‘Securing the Bag’ Summit helps Gainesville families weather the storm
Published on July 03, 2025
To mark the start of hurricane season, the City of Gainesville hosted a family financial empowerment summit to help neighbors prepare for “gray sky” events like hurricanes while strengthening the financial skills needed to grow and protect wealth on those “blue sky” days when life is stable but good planning remains essential.
Called “Securing the Bag,” the free conference was organized by the Gainesville Fire Rescue (GFR) Community Health Division and the city’s Office of Government Affairs and Community Relations. Held at the Hilton University of Florida Conference Center on Saturday, June 28, it included a visit from Gainesville Health & Fitness founder Joe Cirulli, cross-generational family discussions, a community resource fair and breakout activities. Childcare and meals were provided at no cost, and each attendee received a financial toolkit to take home.
“This is about more than reacting to emergencies — it’s about preparing families to make informed, confident financial decisions every day,” said Gainesville’s Director of Community Health Initiatives Brandy Stone. “The sooner we start having these conversations, especially with our youth, the stronger and more resilient our community becomes.”

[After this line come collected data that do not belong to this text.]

Issue #1645, opened 2022-01-01
Optimize Backend module structure


sypets:
I would separate "with Extbase" and "without Extbase" entirely. Current structure is confusing, especially as new developer not familiar with the API:

Problems:

* with / without Extbase template view is on separate pages while API is on one page. One page with several OR sections (mutually exclusive sections) are always suboptimal unless for example a TAB structure is used as in the installation guide

![image](https://user-images.githubusercontent.com/13206455/147847805-6bbbe822-d2f8-4001-a0bf-d4edb40c8503.png)

* for the various sections on the API page, it is not (immediately) clear what refers to with Extbase and what does not. While the first 2 sections are clearly separated, the section "Registering a toplevel module" is based on Extbase API but is placed after the section "Without Extbase"
* There is no step by step guide to creating an extbase module

Solutions

1. using the tab structure might be a solution if things need to be separated on one page but since the instructions extend over several pages this will probably get messy

![image](https://user-images.githubusercontent.com/13206455/147847824-c1c15cdb-e57d-4246-8ac3-1c9a0750d6dc.png)

2. separate Extbase / without Extbase entirely and leave common things (e.g. "Backend Interface") in common introduction section

sypets:
unclear

> The following example uses Extbase to register the module, however, the process for non-extbase
modules is the same.

https://docs.typo3.org/m/typo3/reference-coreapi/main/en-us/ApiOverview/BackendModules/BackendModuleApi/Index.html#registering-a-toplevel-module

Toplevel menus are registered using Extbase. This seems weird as the core usually tries to avoid using Extbase at all.

PR #1646, opened 2022-01-01
Restructure BE module chapter

sypets:
- Entirely separate parts for Extbase and non Extbase as the approach
  is very different
- Use (Extbase) and (core) in the titles as having "with Extbase" and
  "without Extbase" is too similar and may be overlooked easily
- Separate general, with Extbase and "without Extbase" sections clearly
  on the overview page

Subsequent PR should add an introduction section to BE modules in general,
more information about when to use Extbase and when not and an overview
of the necessary steps / or a "Quickstart" section.

Resolves: #1645


susannemoog (approved):

susannemoog:
(Let's backport to at least 11.5 - makes future backports easier)

PR #1535, opened 2025-02-20
fix: account ID based endpoints

0marperez:
## Issue \#

N/A

## Description of changes

Routes `accountIdEndpointMode ` to AWS built in endpoint parameters


codegen/aws-sdk-codegen/src/main/kotlin/aws/sdk/kotlin/codegen/endpoints/BindAwsEndpointBuiltins.kt
```diff
@@ -106,6 +106,14 @@ fun renderBindAwsBuiltins(ctx: ProtocolGenerator.GenerationContext, writer: Kotl
                         AwsRuntimeTypes.Config.Endpoints.resolveAccountId,
                         AccountIdEndpointBuiltinCustomization.AccountIdEndpointModeProp.propertyName,
                     )
+
+                AwsBuiltins.ACCOUNT_ID_ENDPOINT_MODE -> {
```
lauzadis, line 110: The comment at the top of this function says "In practice, all of these values are sourced from the client config."

Is that still true? Isn't AccountId being sourced exclusively from endpoint rules in your manual test cases?

codegen/aws-sdk-codegen/src/main/kotlin/aws/sdk/kotlin/codegen/endpoints/BindAwsEndpointBuiltins.kt
```diff
@@ -106,6 +106,14 @@ fun renderBindAwsBuiltins(ctx: ProtocolGenerator.GenerationContext, writer: Kotl
...
+                    writer.write(
+                        "#L = config.#L.toString().lowercase()", // DDB endpoint rules assume lowercase value
```
lauzadis, line 112: Remove comment about DDB since this rule applies for all AWS endpoints

lauzadis (approved):

codegen/aws-sdk-codegen/src/main/kotlin/aws/sdk/kotlin/codegen/endpoints/BindAwsEndpointBuiltins.kt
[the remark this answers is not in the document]
0marperez: I think we can just remove the comment in that case

codegen/aws-sdk-codegen/src/main/kotlin/aws/sdk/kotlin/codegen/endpoints/BindAwsEndpointBuiltins.kt
0marperez: > Is that still true? Isn't AccountId being sourced exclusively from endpoint rules in your manual test cases?

Account ID isn't being sourced exclusively from endpoint rules. It's sourced from client config as a built in and from the operation context params using JMESPath. The endpoint rules use both values just for different conditions

codegen/aws-sdk-codegen/src/main/kotlin/aws/sdk/kotlin/codegen/endpoints/BindAwsEndpointBuiltins.kt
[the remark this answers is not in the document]
lauzadis: I think it's fine to mention that the enum values are expected to be lowercase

The summit offered two age-specific learning tracks:
• NextGen Wealth (Youth Track): Attended by almost 100 middle and high school students, this track used interactive simulations and workshops to teach core financial concepts such as budgeting, saving, entrepreneurship and smart decision-making. Youth worked in teams, made choices in real-time and saw how those decisions impacted financial outcomes. This provided a hands-on, engaging introduction to lifelong money skills.
• FutureFunds (Adult Track): Adults participated in disaster-focused financial planning exercises, learning how to safeguard their income, access emergency assistance and create budgets that can survive unexpected setbacks. The simulation-style experience gave participants a chance to practice responding to real-world challenges without the real-world consequences.
The event was made possible by the Cities for Financial Empowerment Fund (CFE Fund), a national nonprofit organization that last year selected the City of Gainesville for an Emergency Financial Empowerment (EFE) initiative that assists local governments in building and expanding their emergency preparedness and response infrastructure to support residents' financial needs. The selection came with a $150,000 grant and technical assistance from the CFE Fund on connecting financial empowerment supports to emergency response procedures, ultimately working to provide residents with more streamlined access to financial support resources.
Local partners collaborating at the summit included Circles Gainesville, Peaceful Paths, Florida Legal Services, Alachua County, Neighborhood Housing and Development Corporation, the University of Florida Levin College of Law, Radiant Credit Union and others.